The past three years have been very traumatic for my clients and me. Most of my clients live and/or work in New York City. The attacks of September 11 and their lingering aftermath offer physical and psychological reminders of the impermanence of modern life. A local economy already reeling from the bursting of the Internet stock balloon suffered even more damage on September 11. Up until then most of my clients had been feeling secure at work. Sure, there were crises in individual companies or industries that led to terminations, but the economy overall was strong enough to create other job openings. And many of my clients, having spent the 1980s and 1990s turning "networking" into a lifestyle, were expert at landing new jobs. In the past three years, however, those tried and true techniques they had mastered suddenly stopped working. That's when they came to me for help.

Confronted with clients in need, and not having any deeply held allegiance to the traditional rules for finding jobs and thriving in the workplace, I started working with my clients to develop new techniques. Since all I, and they, care about is whether the approach works, we felt free to pursue contrarian and iconoclastic ideas. The result is an admittedly radical new seven-step approach to work that flies in the face of conventional wisdom.

Fire Your Boss...and Hire Yourself The essential first step in winning the job of your dreams is to fire your boss...and hire yourself. In other words, you need to stop letting your boss, or company, or anyone else for that matter, dictate the course of your work life, and take charge of your own present and future. It's ironic, but Americans, who are usually so obsessed with taking charge of large and small aspects of their lives, cede control of their work lives to others.

Think I'm overstating the case? Let's go back to the beginning of your work life to see how much control you've given away. What did you major in when you were at college? Was it a field you found interesting or one your parents encouraged you to pursue because it fit their perception of you, the image they wanted to convey of their child, or one they believed would be lucrative? I'm not ashamed to admit I left college after two years to go directly to law school, not because I wanted to be a lawyer - I wanted to go into radio - but because my working-cla.s.s Jewish parents desperately wanted their son to become a professional.

Maybe you're more independent-minded than I was, withstood parental pressure, and studied a field in which you were generally interested. In that case, how did you get your first job? Did you study various industries and companies and determine which best fit your needs and wants? Or did you take the first job you, or some contact of your professors or parents, found?

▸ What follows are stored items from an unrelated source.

PR #47807, opened 2023-11-28
check boost version and add to include path

sima-fastly:
check boost version and add to include path in `build.rs`

### DIFF
--- a/build.rs
+++ b/build.rs
@@ -73,10 +73,14 @@ fn env_or_default(name: &str, defaults: &HashMap<String, String>) -> String {
     }
 }
 
-fn write_cpp_conf_pri(path: &Path, _boost_include_path: &str) -> Result<(), Box<dyn Error>> {
+fn write_cpp_conf_pri(path: &Path, boost_include_path: &str) -> Result<(), Box<dyn Error>> {
     let mut f = fs::File::create(path)?;
 
     writeln!(&mut f)?;
+    println!(
+        "======= boost_include_path : {} =======",
+        boost_include_path
+    );
     writeln!(&mut f, "INCLUDEPATH += /usr/local/include")?;
 
     Ok(())
@@ -202,11 +206,10 @@ fn main() -> Result<(), Box<dyn Error>> {
         fs::create_dir_all(cpp_out_dir.join(dir))?;
     }
 
-    let mut _boost_include_path = String::new();
+    let mut boost_include_path = String::new();
     match check_boost_version() {
         Ok(true) => {
-            _boost_include_path =
-                find_boost_include_path().ok_or("Boost include path not found")?;
+            boost_include_path = find_boost_include_path().ok_or("Boost include path not found")?;
         }
         Ok(false) => {
             return Err("Boost version is not sufficient.".to_string().into());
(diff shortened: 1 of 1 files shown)


build.rs
```diff
@@ -101,6 +103,38 @@ fn write_postbuild_conf_pri(
...
+
+    let major_version = version_parts[0].parse::<i32>()?;
+    let minor_version = version_parts[1].parse::<i32>()?;
+
+    Ok(major_version > 1 || (major_version == 1 && minor_version >= 71))
+}
+
+fn find_boost_include_path() -> Option<String> {
+    let possible_paths = vec!["/usr/local/include", "/usr/include"];
+    let boost_header = "boost/signals2.hpp";
```
jkarneges, line 126: How about searching for version.hpp here instead of signals2.hpp, and then reading the version number out of the found file, rather than doing the version check separately in `check_boost_version` ? That would help ensure the path being version checked is the same path being used.

Also try to use Rust code to parse the file rather than shell commands.

BTW, for checking the version string, you can reuse the `check_version` function.

sima-fastly: great points! 
I have updated the PR to include one `get_boost_path` fn where boost version is read from version.hpp file and verified by `check_verison` func.

build.rs
```diff
@@ -101,6 +102,43 @@ fn write_postbuild_conf_pri(
...
+            for line in reader.lines() {
+                match line {
+                    Ok(x) => {
+                        if x.contains("#define BOOST_LIB_VERSION") {
+                            let parts: Vec<&str> = x.split('"').collect();
+                            if parts.len() >= 2 {
+                                let version = parts[1].replace('_', ".");
+                                check_version("boost", &version, 1, 71)?;
+                            } else {
+                                return Err("Error finding boost package verion1"
```
jkarneges, line 124: typo

build.rs
```diff
@@ -101,6 +102,43 @@ fn write_postbuild_conf_pri(
...
+                                    .to_string()
```
jkarneges, line 125: I think you can leave out to_string() on these errors and into() will take care of it

build.rs
```diff
@@ -77,7 +77,8 @@ fn write_cpp_conf_pri(path: &Path) -> Result<(), Box<dyn Error>> {
     let mut f = fs::File::create(path)?;
 
     writeln!(&mut f)?;
-    writeln!(&mut f, "INCLUDEPATH = /usr/local/include")?;
+    #[cfg(target_os = "macos")]
+    writeln!(&mut f, "INCLUDEPATH += {}", get_boost_path()?)?;
```
jkarneges, line 81: Instead of making this mac-only, I think what you want is to only add the path if it isn't /usr/include?

build.rs
```diff
@@ -77,7 +77,11 @@ fn write_cpp_conf_pri(path: &Path) -> Result<(), Box<dyn Error>> {
     let mut f = fs::File::create(path)?;
 
     writeln!(&mut f)?;
-    writeln!(&mut f, "INCLUDEPATH = /usr/local/include")?;
+    if let Ok(boost_path) = get_boost_path() {
```
jkarneges, line 80: This looks like it will ignore errors?

sima-fastly: ooh sorry! wanted to write a fancy clause, not realizing the full effect. 
fix is in

jkarneges (approved):

PR #47820, opened 2023-12-06
proxy req session zhttpReq readyread disconnect fix

sima-fastly:
proxy req session zhttpReq readyread disconnect fix
the disconnect needs to happen per request 

tested locally


sima-fastly:
> Hmm, I don't think this code needs to track multiple connections since there is only one inner ZhttpRequest per RequestSession.

that's a great point! no need for this update then. 
ill be closing this PR

PR #47826, opened 2023-12-08
enable unsound time zone checking, and fall back to utc

jkarneges:
M1/docker fix, adapted from https://github.com/fanout/condure/pull/15


sima-fastly (approved):

sima-fastly (commented):
was this tested on an M1?

jkarneges:
Not yet. I think it's the right thing to be doing regardless, so I've merged, but we'll want to confirm.

PR #47827, opened 2023-12-08
boostification of zrpcrequest

sima-fastly:
boostification of zrpcrequest

tested locally

### DIFF
--- a/src/cpp/proxy/requestsession.cpp
+++ b/src/cpp/proxy/requestsession.cpp
@@ -191,7 +191,8 @@ public:
 	Connection pausedConnection;
 	Connection readyReadConnection;
 	Connection bytesWrittenConnection;
-	Connection finishedConnection;
+	Connection inspectFinishedConnection;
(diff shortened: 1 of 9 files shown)


src/cpp/proxy/requestsession.cpp
```diff
@@ -852,7 +853,7 @@ class RequestSession::Private : public QObject
 			adata.channelPrefix = route.prefix;
 
 			acceptRequest = new AcceptRequest(acceptManager, this);
-			connect(acceptRequest, &AcceptRequest::finished, this, &Private::acceptRequest_finished);
+			finishedConnection = acceptRequest->finished.connect(boost::bind(&Private::acceptRequest_finished, this));
```
jkarneges, line 856: This is a different signal/slot pair than the one for inspectRequest. I think the two connections don't occur at the same time so it could be fine to reuse `finishedConnection` for both, but it having different connection members for each might be less error prone.

jkarneges (approved):

PR #47830, opened 2023-12-09
build the c++ code in the correct mode

jkarneges:
Notably this places the build files within mode-specific dirs (e.g. `target/debug`).


sima-fastly (approved):
lgtm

Having gotten your first job, how did you determine the path of your subsequent work life? Did you work up a long-term general plan for what you'd like to accomplish, or did you just get blown from job to job, company to company, industry to industry, based on decisions made by your superiors or personnel departments?

Finally, who's in charge of your work life today? Do you have a plan for what you'll be trying to accomplish this year, next year, and long term? Are you proactively seeking out new opportunities both at your current employer and outside the company? Or are you pinning your present and future to the decisions made by your boss and his or her boss, or to the whims of interviewers, or worse yet, resume screeners?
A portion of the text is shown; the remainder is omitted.